Part of the problem lies in the tendency of coroners and medical examiners to operate their offices like fiefdoms, he said. Murphy doesn’t disagree. Medical examiners have historically used different methods to catalog their unidentified remains. Others really haven’t bothered counting them, so surveys of the national numbers have never been complete.

Some coroners cremate unidentified remains because it’s cheaper than burial. This means testing the remains later, if a lead comes in, or technology advances, is more or less impossible.

Moreover, Eisenberg said, now that coroners are being urged to get their unidentified remains tested at his center, some are reacting as if it’s an insult to their own offices.

The tide is turning, Murphy said, and coroners are more willing to work together, but there is still a tendency toward isolationism that needs to be dealt with.

And DNA isn’t everything, either. Sometimes matches just don’t exist, and the death investigators are left to their lonely legwork. Jones has spent hours scouring online missing persons sites, looking for someone who resembles Arroyo Grande Doe. Other Clark County death investigators have formed a cold case unit, a group that reviews the old files in its spare time.

And for all this work, even when you get an identification, it’s a hollow victory.

Hollow because the thrill of putting a name to a case, Jones said, is quickly undercut by the task of telling someone his friend or family member is dead.

Some coroners use the word “closure,” but Murphy’s office doesn’t. Murphy doesn’t think his staff provides closure. So instead they say “resolution” and hope it heals more than hurts.

•••

There have been successes. Jones was once called to a suicide near Lake Mead. The dead man had no identification, so Jones collected prints. He entered them into the system and, after some searching, discovered that his man had a criminal record in Texas. He was a child molester who victimized his three daughters and spent time in prison for it.

Ten years after he was released, he became part of Jones’ caseload.

The death investigator tracked down the Texas prosecutor who handled the case, hopeful he could connect Jones to a family member. The attorney explained that the man had told his daughters he would come after them and their children when he got out of prison. So the three sisters decided to split up, to move to different cities and never contact one another again, never reveal where they were living. This way, they hoped, when their father got out, if he found one of them, he couldn’t use her to get to the others.
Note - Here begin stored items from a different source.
Issue #66, opened 2020-12-02
Rename all abbreviated function arguments to better support PHP8's Named Arguments


ThomasLandauer:
If I'm understanding [PHP8's Named Arguments](https://www.php.net/releases/8.0/de.php?lang=de#named-arguments) right, instead of
```php
$I->seeInSession('name', 'Thomas');
```
...you can now do
```php
$I->seeInSession(value: 'Thomas', attrib: 'name');
```
The problem I'm seeing is that some functions have abbreviated/slang parameter names like `params` or `val` (instead of `parmeters` or `value`). If we change them **now**, it's no real BC break, since nobody (?) is using this feature yet. I'm suggesting this for the Symfony module first, to get started with a smaller "sub-project". https://github.com/Codeception/module-symfony/pull/65 is a first step.

Questions:

1. Do you agree in principle that all occurrences of `params` should be renamed to `parameters`?
2. Do you think that it's worth trying to do it automatically? Scrolling through `Symfony.php` I don't see *that* many occurrences, so doing it manually is probably faster in total?

TavoNiievez:
> Do you agree in principle that all occurrences of params should be renamed to parameters?

<details>
<summary>Clic to see answer.</summary>
<br/>

**Disclaimer:** the following is just my *personal* opinion:

I disagree. changing 'params' to 'parameters' is just a style change. There is really no standard that says that to better support named arguments they must contain whole words. In fact, in the default php functions you see these abbreviations very often.

So I think this would be a trivial change.

What I could agree with is to be congruent and if 'params' is used, it is used throughout the module. But for this you would also have to change this in the other modules (and in all the code of Codeception also). Some of the functions that i included simply -copied- the nomenclature of the parameters in Laravel module to try to create a unified API between modules. The effort it would take to send PRs to all modules to change the abbreviations **(or keep them)** just don't think it compensates, or means a real objective improvement in readability.
Unless Codeception had defined a naming guide that everyone must follow, doing this would not be very useful, because in the future anyone could propose exactly the opposite of what you propose now and no one could actually contradict it.
</details>

TavoNiievez:
Also note that the following functions also have abbreviations in their parameter names:
```php
public function amOnRoute(string $routeName, array $params = [])
public function seeCurrentRouteIs(string $routeName, array $params = [])
public function seeNumRecords(int $expectedNum, string $className, array $criteria = [])
public function amOnAction(string $action, array $params = [])
```

[...]

PR #132, opened 2021-04-24
Added seeRequestTimeIsLessThan function

TavoNiievez:
Code Example:

```php
	$I->amOnPage('/dashboard');
	$I->seeRequestTimeIsLessThan(40.5);
```

### DIFF
--- a/src/Codeception/Module/Symfony.php
+++ b/src/Codeception/Module/Symfony.php
@@ -21,6 +21,7 @@ use Codeception\Module\Symfony\RouterAssertionsTrait;
 use Codeception\Module\Symfony\SecurityAssertionsTrait;
 use Codeception\Module\Symfony\ServicesAssertionsTrait;
 use Codeception\Module\Symfony\SessionAssertionsTrait;
+use Codeception\Module\Symfony\TimeAssertionsTrait;
 use Codeception\Module\Symfony\TwigAssertionsTrait;
 use Codeception\TestInterface;
 use Exception;
@@ -138,6 +139,7 @@ class Symfony extends Framework implements DoctrineProvider, PartedModule
     use SecurityAssertionsTrait;
     use ServicesAssertionsTrait;
     use SessionAssertionsTrait;
+    use TimeAssertionsTrait;
     use TwigAssertionsTrait;
 
     /**
--- a/src/Codeception/Module/Symfony/TimeAssertionsTrait.php
+++ b/src/Codeception/Module/Symfony/TimeAssertionsTrait.php
@@ -1,0 +1,39 @@
+<?php
+
+declare(strict_types=1);
+
+namespace Codeception\Module\Symfony;
+
+use Symfony\Component\HttpKernel\DataCollector\TimeDataCollector;
+use function number_format;
+use function sprintf;
+
+trait TimeAssertionsTrait
+{
+    /**
+     * Asserts that the time a request lasted is less than expected (`$expectedTime`).
+     *
+     * @param float $expectedTime The expected time in milliseconds
+     */
+    public function seeRequestElapsedTimeLessThan(float $expectedTime): void
+    {
+        $timeCollector = $this->grabTimeCollector(__FUNCTION__);
+
+        $realTime = $timeCollector->getDuration();
+
+        $this->assertLessThan(
+            $expectedTime,
+            $realTime,
+            sprintf(
+                'The request was expected to last less than %s ms, but it actually lasted %s ms.',
+                number_format($expectedTime, 2),
+                number_format($realTime, 2)
+            )
+        );
+    }
+
+    protected function grabTimeCollector(string $function): TimeDataCollector
+    {
+        return $this->grabCollector('time', $function);
+    }
+}
--- a/src/Codeception/Module/Symfony/TimeAssertionsTrait.php
+++ b/src/Codeception/Module/Symfony/TimeAssertionsTrait.php
@@ -5,13 +5,13 @@ declare(strict_types=1);
 namespace Codeception\Module\Symfony;
 
 use Symfony\Component\HttpKernel\DataCollector\TimeDataCollector;
-use function number_format;
+use function round;
 use function sprintf;
 
 trait TimeAssertionsTrait
 {
     /**
-     * Asserts that the time a request lasted is less than expected (`$expectedTime`).
+     * Asserts that the time a request lasted is less than expected.
      *
      * If the page performed a HTTP redirect, only the time of the last request will be taken into account.
      * You can modify this behavior using [stopFollowingRedirects()](https://codeception.com/docs/modules/Symfony#stopFollowingRedirects) first.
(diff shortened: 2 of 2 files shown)


TavoNiievez:
@ThomasLandauer

Naktibalda:
The big question is do we want to add performance testing capability to Codeception.
The big problem that comes with it is that code coverage makes PHP much slower, so it would be a good idea to disable this function if code coverage is turned on.

I think that method name could be improved, but I hope that @ThomasLandauer can offer some better names.

The choice of time unit is non-obvious and it would be better to tell what it is in the method name, e.g. `seeRequestElapsedTimeInMillisecondsIsLessThan`.

What is the expected behaviour of this assertion if `/dashboard` page redirects using Location header - measure execution time of the last request or of all requests made since `amOnPage`?

TavoNiievez:
> The big question is do we want to add performance testing capability to Codeception.

It is not my intention to add a whole layer of utilities and assertions for that. But I think it would be nice if I at least have an assertion for that, if I don't want to install a specific package for performance testing.

> The big problem that comes with it is that code coverage makes PHP much slower, so it would be a good idea to disable this function if code coverage is turned on.

For this specific case, that does not apply. I use Symfony's TimeDataCollector which is already collecting that information. All I do is get it and make an assertion with it.

To disable it, and speed up the test or code coverage, you would have to disable or uninstall the Profiler, which would make most of the assertions of this module stop working.

> I think that method name could be improved

Me too :)

> The choice of time unit is non-obvious and it would be better to tell what it is in the method name, e.g. seeRequestElapsedTimeInMillisecondsIsLessThan.

I thought about that, but it would also be strange to talk about request time in seconds, for example. In the majority of cases they do not usually take that long. However I agree that it would be even better if the name of the method directly gives me that information... (if it didn't get too long in the process)

> What is the expected behaviour of this assertion if /dashboard page redirects using Location header - measure execution time of the last request or of all requests made since amOnPage?

Only the time of the last request is taken into account (this seems relevant enough to be added to the docblock).

Naktibalda:
> To disable it, and speed up the test or code coverage, you would have to disable or uninstall the Profiler, which would make most of the assertions of this module stop working.

My point wasn't that your assertion slows down code coverage, it was another way around.  For example, if some request takes 35 milliseconds in normal circumstances and you set your assertion to 40 milliseconds to get warning if it becomes slower, with code coverage, request would take a few times longer, e.g. 100 milliseconds and your assertion would fail.

TavoNiievez:
oh yeah, you're right.

But I'm not sure; I wouldn't want Codeception to disable my assertions automatically by default in those cases.

I would prefer if I explicitly have to add a configuration in my suite.yml file if I want, for example, that if I have code-coverage activated, mark those tests as incomplete (`markTestIncomplete`) or directly ignore them (`markTestSkipped`) .

If you enlighten me on how to know if the code coverage is active I could write that code.

Naktibalda:
There is no way to know if code coverage is active in Codeception, but PHPUnit 10 introduced static method for that.

ThomasLandauer:
No matter how, but it would be nice if the final result was shorter than `seeHttpRequestWasFasterThanTheLimitWhichOurManagementDidSetToTheFollowingNumberOfMilliseconds()` ;-)

OK, back to work :-)

* Unit inside the name is (a) too long and (b) very uncommon - with (b) probably being a consequence of (a). So +1 for the idea of communicating it in the argument's name (which will get more important in the future due to PHP 8). But I'd say that `$ms` is enough here, cause that says it all.
* "Only the time of the last request is taken into account" This means that redirects are not counted? Anyway, I would rather not include "Latest" in the function name, since (a) redirects are a bad practice anyway ;-), and (b) they usually don't take long, so it makes not much of a difference - right? So I'd say explaining this in the docblock is enough.
* "Duration" doesn't add any value over "Time" - it just sounds more complicated ;-) And "time" is also the term used in Symfony's web toolbar & profiler.
* Most existing functions do contain a verb, even if they are long (e.g. `seeResponseCodeIsClientError`)

So in total, I'm suggesting:
**seeRequestTimeIsLessThan(ms:50)**

Just about "Request" I'm not 100% convinced. Is "request time" a commonly used term? What about "ResponseTime"?
What does it actually measure? The time the server takes for internal processing, until it starts sending the HTTP string through the wire?

@TavoNiievez I think what Naktibalda means here:

> The big problem that comes with it is that code coverage makes PHP much slower, so it would be a good idea to disable this function if code coverage is turned on.

... is that we/you should not try to solve this in the code, but rather just *tell* people (in the docs) to manually turn off code coverage. @Naktibalda right?

TavoNiievez:
> he time the server takes for internal processing, until it starts sending the HTTP string through the wire?

As far as I know what `getDuration()` returns is the time it takes to resolve a request. That is, request time + response time, hence the '*Elapsed*'.

btw, are you sure of `$ms`? Sometimes you say that abbreviations *in general* are bad practice...
(In that case, `$realTime` also needs to be renamed.)

Naktibalda:
Parameter name doesn't make test code longer, so it could be changed to $milliseconds or $expectedMilliseconds or even $expectedTimeInMilliseconds :)

 >  > The time the server takes for internal processing, until it starts sending the HTTP string through the wire?

 > As far as I know what getDuration() returns is the time it takes for the server to resolve (internally) a request, hence the 'Elapsed'.

It is time [since kernel start](https://github.com/symfony/symfony/blob/v5.2.6/src/Symfony/Component/HttpKernel/DataCollector/TimeDataCollector.php#L41-L45), so I think that this assertion could be affected by setting [rebootable_client parameter](https://codeception.com/docs/modules/Symfony#Config) to false.

ThomasLandauer:
> btw, are you sure of $ms? Sometimes you say that abbreviations in general are bad practice...

Yeah, you caught me here ;-) I suggested this at https://github.com/Codeception/module-symfony/issues/66
The difference to me is: Things like "attribs" and "em" are programmers' slang. "ms" is the "official" short version of this unit, like "kg".

> Parameter name doesn't make test code longer

That's certainly right for today. But due to PHP 8, the best practices might change, and in 5 years it could be commonplace to write `foo(length: 7)`. Don't you think?
However, it's not that important - so if you prefer, take `$milliseconds` ;-)

ThomasLandauer:
BTW: Is it really necessary to use a `float` (instead of `int`) for the milliseconds?

BTW2: I would omit "expected" from `$expectedMilliseconds`, since it's clear that you cannot pass the *actual* milliseconds ;-)

TavoNiievez:
> Is it really necessary to use a float (instead of int) for the milliseconds?

`getDuration()` returns float, it makes sense to compare it to another float. There is no need to restrict the decimal point in this case.

> BTW2: I would omit "expected" from $expectedMilliseconds, since it's clear that you cannot pass the actual milliseconds ;-)

> > But due to PHP 8, the best practices might change, and in 5 years it could be commonplace to write foo(length: 7)

I kept that in mind, however, the main use of named arguments at the moment is to allow arguments to be passed in a different order than defined in the function. Most of the cases when there are things like this: `$this->someMethod([], [], [], [], null, nulll, $myArgument)`. So, I think it can stay that way for now.

TavoNiievez:
> It is time since kernel start, so I think that this assertion could be affected by setting rebootable_client parameter to false.

I'm going to test this, if it does affect then I'll add it to the docblock.

ThomasLandauer:
> getDuration() returns float, it makes sense to compare it to another float.

But then, if you do `seeRequestTimeIsLessThan(50)`, PhpStan will give you a warning about the wrong type, right? So maybe you could accept `float|int` and then do something like:
```php
$ms  = is_int($ms) ? (float) $ms : $ms;
```

Or (even better) cast the output of `getDuration()` to `int`, cause nobody will ever setup a limit in *fractions* of milliseconds ;-)

TavoNiievez:
okay, allowing integers as well as floats does sound good. I will make the change soon.

TavoNiievez:
Effectively, that's right.
If you have `rebootable_client: false` set, this assertion stops working if the page performs redirects or if you access multiple pages using `amOnPage` (or similar) in a row:

```
Fail The Profile is needed to use the 'seeRequestTimeIsLessThan' function.
```

Any ideas for documentation of this behavior?

ThomasLandauer:
> Any ideas for documentation of this behavior?

My suggestion is https://github.com/TavoNiievez/module-symfony/pull/1 :-)

TavoNiievez:
Thanks @ThomasLandauer :)
Ok I think this is ready to merge.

They lived this way for years, unknown to one another and petrified. Jones was able to find two of the women and report that the father they had spent a lifetime looking over their shoulders for, the man who they thought they saw in crowds, or down an alley, or in a passing car, was no longer.

“They knew the monster was dead,” Jones said.

The third sister has not been found.

But there’s an optimism in the coroner’s office, one that employees have to cling to if they’re going to last, Murphy said. So maybe Jones will find the third sister. Maybe Jane “Arroyo Grande” Doe will be identified. And even if she isn’t, maybe that’s OK for now.

“I often wonder why she’s the case that kind of started it all, and yet she’s the one that we’ve yet to identify,” Murphy said. “I don’t know if we’ll ever know who she is, but I know a whole bunch of folks have found homes as a result of her case, as a result of a case where we wanted to put a young lady to rest.”